◆ **TRY IT**: Search the records below for the string "developer" and report only the number of lines that contain it.

══ DATA RECORDS ══

PR #285, opened 2025-06-05
Add add_data and add_data! to developer docs

ph-kev:
This commit also made small changes to the documentation for the other functions that add data to `TemplateVar`.

### DIFF
--- a/docs/src/developer.md
+++ b/docs/src/developer.md
@@ -78,6 +78,8 @@ Template.add_attribs
 Template.add_attribs!
 Template.add_dim
 Template.add_dim!
+Template.add_data
+Template.add_data!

═══

◆ **THE ANSWER**: 3